PR #1584, opened 2026-06-20
fix(crm): cast strategic_recap param to text in upsert-by-phone INSERT

Balizero1987:
fix(crm): cast strategic_recap param to text in upsert-by-phone INSERT

The /upsert-by-phone CREATE path passed strategic_recap (the 7th bind param)
untyped. When the caller omits it (None), asyncpg cannot infer the parameter
type from the CASE WHEN ... IS NULL context and raises "could not determine
data type of parameter" then returns a 500. The UPDATE/enrich path was
unaffected, so this only surfaced now that the bridge is armed and exercising
CREATE for the first time (superscar 2: built, never exercised). Existing tests
mock the DB pool so they never hit the real SQL — the bug was invisible to CI.

Cast all three uses to ::text so the type is explicit. 11 endpoint tests pass.

### DIFF
--- a/apps/backend-rag/backend/app/routers/crm_clients.py
+++ b/apps/backend-rag/backend/app/routers/crm_clients.py
@@ -1126,9 +1126,9 @@ async def upsert_client_by_phone(
                       $1, '+' || $2, '+' || $2, $2,
                       'lead', 'individual', $3, $4,
                       $5, $5, $6,
-                      $7,
-                      CASE WHEN $7 IS NULL THEN NULL ELSE 'ollama_local' END,
-                      CASE WHEN $7 IS NULL THEN NULL ELSE NOW() END
+                      $7::text,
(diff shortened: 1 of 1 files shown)


Balizero1987:

`diff_sha=b02ec32dc34ccab3` · 17 lines · diff_complete=True

- ✅ **codex** → `green` — The change is a scoped SQL parameter cast on the CRM upsert insert path and preserves the existing NULL/non-NULL behavior. It does not introduce restricted API-key usage, embedding changes, migration/router-registration drift, async HTTP clients, print statements, or secrets.
- ✅ **claude-opus** → `green` — Pure SQL type-cast fix: parameter $7 explicitly cast to ::text in the INSERT VALUES and both CASE expressions, resolving Postgres parameter-type-inference ambiguity. No security, hard-rule, embedding, registration, or async-HTTP surface touched; semantics preserved (NULL-check and 'ollama_local' provider logic unchanged).

---

PR #1606, opened 2026-06-20
fix(channels): DLQ retry loop on always-on api group + stop orphaning

Balizero1987:
## Problem

The channel DLQ retry loop (`DeliveryManager._process_dlq`) was started in
`initialize_services` — the **`rag`** process group, which is NOT always-on
(no `[[services]]` block in fly.toml). When `rag` autostopped, nobody drained
the DLQ. Live state on Fly prod (verified):

- **43 Instagram `failed_messages`** stuck `status=pending`, `attempt_count=0`,
  all `next_retry_at <= NOW()` (due for days), from 12/6 to 19/6.

Superscar #2 (esiste≠armato) + #11 (anello reciso): the producer writes from
the webhook on `api`, but the consumer lived on the wrong, stoppable group.

## Fix

1. **Host the loop on the always-on `api` group** (`initialize_services_light`),
   co-located with the webhook producer — same principle as the wa_outbox
   scheduler. Builds **light send-only adapters** (whatsapp/instagram) from env;
   `send_response` only needs config + httpx, no orchestrator/ConversationEngine.
   **Removed** the loop start from `initialize_services` (`rag`) to avoid an
   active-active split-brain (superscar #10) — the claim is `LIMIT 10` without
   `FOR UPDATE SKIP LOCKED`, so two loops would double-send. Single-host only.

2. **No more silent orphaning**: `_process_dlq` used to `continue` when a channel
   had no adapter in this process group → row stuck pending forever. It now
   counts an attempt and backs off / exhausts like a send failure.

**Trade-off**: the monolith path (`app_factory → initialize_services`, dev-only)
no longer auto-starts the loop. Acceptable — prod runs split api/rag and `api`
is covered; no-split-brain > monolith-dev coverage.

## Tests

- 2 new (`TestProcessDlqAdapterMissing`): adapter-missing → retrying / exhausted,
  never orphan
- `test_optimizations.py` 50/50 green, ruff + import chain clean


Balizero1987:

`diff_sha=9be9c0f3f2ddec02` · 230 lines · diff_complete=True

- 🔴 **codex** → `red` — The intended move of DLQ retrying to the API group is not functional because the retry manager binding is stale after initialization. The DLQ row-handling regression test is useful, but startup/lifecycle and no-adapter semantics need fixes before merge.
    - 🔴 P0: apps/backend-rag/backend/app/setup/service_initializer.py:1668 — `delivery_manager` is imported before `initialize_optimizations()` reassigns the module global, so in a fresh API process the local binding stays `None` and `start_retry_loop()` is never called; the DLQ remains undrained.
    - 🟠 P1: apps/backend-rag/backend/channels/optimizations.py:479 — Missing-adapter rows are counted as delivery attempts and can be exhausted without any send attempt if the API process starts with only a subset of channel adapters.
    - 🟠 P1: apps/backend-rag/backend/app/setup/service_initializer.py:1666 — The new light-mode retry loop/adapters are not wired into API lifespan shutdown, so once started they can outlive `db_pool.close()` and leak persistent adapter HTTP clients.
    - 🟠 P1: apps/backend-rag/backend/tests/unit/channels/test_optimizations.py:653 — `_pool_with_one_row` lacks a return type annotation, violating the backend-rag type-hint rule.
- ⚠️ **deepseek** → `yellow` — Moves DLQ retry loop to always-on api group and fixes adapter-missing orphan logic; otherwise compliant, but lacks tests for the new startup integration.
    - 🟠 P1: apps/backend-rag/backend/app/setup/service_initializer.py:1630-1689 — missing tests for the new DLQ retry loop initialization in `initialize_services_light`, a critical startup path

---

PR #1603, opened 2026-06-20
feat(wa-inbox): wire bot auto-reply via RAG (Option B, flag-gated)

Balizero1987:
## Problem

The WA Meta-inbox webhook (`whatsapp_chat.py`) enqueues a bot reply
(`wa_outbox needs_generation=true`) for **every** inbound on the official
Business number (`META_INBOX_PHONE_NUMBER_ID`) when the thread is bot-handled.
But v1 shipped a `NotImplementedError` sentinel for `bot_generate_fn`
(human-send-only scope, Option A). Live state on Fly prod (verified):

- **45 customer messages** (3/6→19/6) `received`, **never answered**
- **46 bot-reply rows** all `failed` (audit-trail: "auto-reply not enabled in v1")
- 3 human sends `done`/`delivered`/`read` — the human path works fine

Superscar #11 (producer green, consumer never wired) / #2 (costruito ≠ armato):
the whole pipeline (webhook → enqueue → scheduler → send) is armed except the
generator.

## Fix — Option B from the spec

`docs/superpowers/specs/2026-06-04-wa-outbox-scheduler.md` named this exact
follow-up. New `wa_inbox_bot.generate_bot_reply(pool, thread)`:

- Loads the latest customer message + recent history from the Meta-inbox ledger.
- Calls the RAG orchestrator over the **same Fly private-network hop** the
  rag_proxy uses (`RAG_WORKER_URL` → `POST /api/agentic-rag/query`,
  `channel="whatsapp"`) — the `api` group has no in-process RAG. Mirrors the
  live WhatsApp webhook channel's `orchestrator.process_query` path.
- `main_api.py` swaps the sentinel for a pool-bound, flag-gated closure
  (`_make_wa_bot_generate`).

## Safety

- **Flag-gated** `WA_INBOX_BOT_AUTOREPLY` (default **OFF**) — merging+deploying
  this does NOT start auto-replying. Arm via `fly secrets set
  WA_INBOX_BOT_AUTOREPLY=true -a nuzantara-rag`. Kill-switch by unset.
- **Fail-safe**: ABSTAIN / empty answer / RAG error → raise → worker
  retry/backoff → `failed` (never a wrong or empty send). Operator can take over.
- **No double-reply**: the Meta-inbox number is explicitly excluded from the
  synchronous webhook path (`whatsapp_chat.py:1218-1221`).
- Persistent httpx client (Golden Rule #10), closed in lifespan shutdown.

## Tests

[...]

PR #1622, opened 2026-06-20
fix(wa-inbox): send X-Internal-Key on api→rag hop so the bot can reply

Balizero1987:
## Problem (superscar #11 — last mile severed)

The WA Meta-inbox bot auto-reply (armed last session, PR #1603 + flag
`WA_INBOX_BOT_AUTOREPLY=true`) **never worked end-to-end**. `generate_bot_reply`
POSTs to `/api/agentic-rag/query` on the rag worker, but that endpoint is **not**
in `PUBLIC_ENDPOINTS`, so `HybridAuthMiddleware` rejects the unauthenticated
api→rag hop with **401 "Authentication required"**. The `wa_outbox` worker
counts every 401 as a generation failure → retry/backoff → `failed` after
`MAX_ATTEMPTS`. Net effect: the bot **received** inbound messages but could
**never answer**.

## Discovery

Found via a synthetic webhook injection (real inbound → webhook → enqueue →
scheduler → `bot_generate_fn`): the outbox row stuck at `attempts=3`,
`reply_error=null`. An **A/B probe** from inside the `api` machine proved it:
the same RAG call returned `401` without `X-Internal-Key` and **HTTP 200 + a
1750-char answer** with it.

## Fix

`_get_rag_client()` now attaches the `X-Internal-Key` header
(`settings.wa_mirror_internal_key`, Fly secret `WA_MIRROR_INTERNAL_KEY`) — the
same service-to-service channel Pro-side internal scripts use; the middleware
maps a matching key to a `role=internal` pseudo-user. Graceful: logs a WARNING
and omits the header if the key is unset (failure mode visible, not silent).

Header construction was hoisted to a `_rag_client_headers()` helper so the
`httpx.AsyncClient(...)` stays within 5 lines of its `is_closed` guard
(Golden Rule #10 `test_no_httpx_violators` guard).

## Tests

9/9 in `test_wa_inbox_bot.py` (3 new: header present when key configured;
absent + WARNING when unset; end-to-end client carries header) + the full
`backend/tests/` suite green (15371 passed) via the local pre-push gate.

### DIFF
--- a/apps/backend-rag/backend/services/integrations/wa_inbox_bot.py
+++ b/apps/backend-rag/backend/services/integrations/wa_inbox_bot.py
@@ -40,6 +40,7 @@ from typing import Any
 import asyncpg
 import httpx
 
+from backend.app.core.config import settings
 from backend.app.rag_proxy import get_rag_worker_url
 
 logger = logging.getLogger("zantara.backend")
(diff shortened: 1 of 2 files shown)


Balizero1987:

`diff_sha=df9b0f44e856eca3` · 93 lines · diff_complete=True

- 🔴 **codex** → `red` — The header fixes the 401 transport problem but changes the RAG identity boundary in a way that can contaminate customer memory. Use a trusted service path that preserves/scopes the WhatsApp customer identity before enabling this bot path.
    - 🔴 P0: apps/backend-rag/backend/services/integrations/wa_inbox_bot.py:104 — Adding X-Internal-Key makes /api/agentic-rag/query authenticate as the shared wa-mirror-internal pseudo-user; that router derives user_id from current_user and ignores the payload user_id, so all WhatsApp customers would share one RAG memory namespace and risk cross-customer fact leakage.
- ✅ **claude-opus** → `green` — Persistent-client pattern preserved (no AsyncClient-per-call), no Anthropic/OpenAI key usage, no embedding/router/migration/public-endpoint impact, secret sourced from settings, tests cover all three branches. Only nit: the headers helper is invoked unconditionally per call, causing redundant work and warning log-spam on the misconfig path.
    - 🟠 P1: apps/backend-rag/backend/services/integrations/wa_inbox_bot.py:_get_rag_client — `headers = _rag_client_headers()` runs on EVERY call, outside the `is_closed` guard and the lock. On the happy path it only matters when the cached client is rebuilt, so move it inside the inner double-checked block; as written, a missing WA_MIRROR_INTERNAL_KEY logs a WARNING on every inbound-reply attempt (hot path) → log spam under misconfig.
- ✅ **deepseek** → `green` — Adds service-to-service internal key header to WA inbox bot's RAG client, preventing silent 401 errors. No hard-rule violations, no new secrets, and tests are included.

---

PR #1649, opened 2026-06-21
fix(portal): upload 401 — promote CSRF cookie to X-CSRF-Token header (BUG A)

Balizero1987:
## BUG A — client portal document upload returns 401

Found by **live-browser E2E test** of the client portal (my.balizero.com) on 2026-06-22, logged in as a real client.

### Root cause
The vault upload XHR (`useVaultUpload`) — and any raw fetch routed through the catch-all backend proxy `app/api/[...path]/route.ts` — forwarded the CSRF token to the backend **only as the `nz_csrf_token` cookie**, never as the `X-CSRF-Token` header. The backend double-submit check (`cookie_auth.py::validate_csrf`) compares the cookie value against the `X-CSRF-Token` **header** and returns 401 when the header is absent. Result: **every client upload was dead on arrival** (401).

DELETE / other mutations were unaffected because they happened to pass through differently (404'd through = auth OK).

### Fix
In the proxy, for unsafe methods, promote the `nz_csrf_token` cookie to an `X-CSRF-Token` header — **without clobbering** a header the caller already set. Uniform: covers upload + every mutating route that goes through the proxy.

### Tests
New `src/app/api/[...path]/route.test.ts` (4 cases): promotes on POST · does not overwrite a caller-supplied header · no header on safe GET · no-op without a csrf cookie. RED before fix, GREEN after. 124 related api-client/middleware tests still pass.

### DIFF
--- a/apps/mouth/src/app/api/[...path]/route.test.ts
+++ b/apps/mouth/src/app/api/[...path]/route.test.ts
@@ -1,0 +1,86 @@
+import { afterEach, beforeEach, describe, expect, it, vi } from "vitest";
+import { NextRequest } from "next/server";
+import { POST, GET } from "./route";
+
+/**
+ * Regression tests for the catch-all backend proxy.
+ *
+ * BUG A (2026-06-22 portal E2E): the proxy forwarded the CSRF token to the
+ * backend ONLY as a cookie (`nz_csrf_token`), never as the `X-CSRF-Token`
+ * header. The backend's double-submit check (`validate_csrf`) compares the
+ * cookie value against the `X-CSRF-Token` HEADER and returns 401 when the
+ * header is absent — so EVERY mutating request that went through the proxy
+ * without its own X-CSRF-Token header (e.g. the vault upload XHR) got 401.
+ *
+ * These tests pin the proxy promoting the csrf cookie → X-CSRF-Token header
+ * for mutating methods, without clobbering a header the caller already set.
+ */
+
+function headersOfLastFetch(): Headers {
+  const mock = vi.mocked(global.fetch);
+  const calls = mock.mock.calls;
+  const call = calls[calls.length - 1];
+  if (!call) throw new Error("fetch was not called");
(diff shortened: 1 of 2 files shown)


Balizero1987:

`diff_sha=0f08478044b0c613` · 114 lines · diff_complete=True

- 🔴 **codex** → `red` — No API-key, embedding, router, dependency, or migration hard-rule changes are present. The CSRF proxy fix weakens the core CSRF boundary and should be redesigned to require an actual trusted caller header or an explicit proxy-side origin/Fetch-Metadata validation before forwarding.
    - 🔴 P0: apps/mouth/src/app/api/[...path]/route.ts:111 — Promoting the nz_csrf_token cookie into X-CSRF-Token server-side makes the backend double-submit CSRF check self-satisfying; any unsafe request that carries cookies can pass without a caller-supplied CSRF header.
- ✅ **claude-opus** → `green` — Frontend-only CSRF header-promotion fix in the Next.js catch-all proxy (apps/mouth) — touches no backend hard-rule surface (no ANTHROPIC/OPENAI keys, no embedding model, no migrations, no router registration, no httpx). The change correctly promotes the nz_csrf_token cookie to X-CSRF-Token only for unsafe methods and guards against clobbering a caller-supplied header; all four behaviors are pinned by the new test file.
- 🔴 **deepseek** → `red` — Introduces a potential CSRF vulnerability by having the proxy automatically convert the CSRF cookie to the required header, bypassing the intended client-side verification; the fix should instead ensure the client explicitly sends the header.
    - 🔴 P0: apps/mouth/src/app/api/[...path]/route.ts:108 — Automatically promoting the `nz_csrf_token` cookie value to the `X-CSRF-Token` header defeats the double-submit CSRF protection, allowing any same-origin/same-site request that includes the cookie to pass validation without the client explicitly setting the header. This could lead to CSRF attacks if the cookie's SameSite policy does not prevent cross-site requests.

---

Balizero1987:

════

■ **What needs to be done**
Could you return exactly the stretch of the data above that starts at the line with "never orphan" and ends at the line with "fixes before merge.", both lines included?

■ **Solution**
  never orphan
- `test_optimizations.py` 50/50 green, ruff + import chain clean


Balizero1987:

`diff_sha=9be9c0f3f2ddec02` · 230 lines · diff_complete=True

- 🔴 **codex** → `red` — The intended move of DLQ retrying to the API group is not functional because the retry manager binding is stale after initialization. The DLQ row-handling regression test is useful, but startup/lifecycle and no-adapter semantics need fixes before merge.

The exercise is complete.